*** Data for processing Section Begins ***

PR #1890, opened 2019-10-19
Correct two words in LQP utils

Bouncner:
Working with LQP and stumbled upon this wording.

Not sure if we could merge `LQPUpwardVisitation` and `LQPVisitation`.


Bouncner:
Ah nice. Wasn't aware of this new functiion and also not aware that `visit_lqp` just traverses in a single direction.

*** Data for processing Section Ends ***

Work task »
Scan the entries above for the word "this" and collect each line holding it.

Solution to the problem »
Working with LQP and stumbled upon this wording.
Ah nice. Wasn't aware of this new functiion and also not aware that `visit_lqp` just traverses in a single direction.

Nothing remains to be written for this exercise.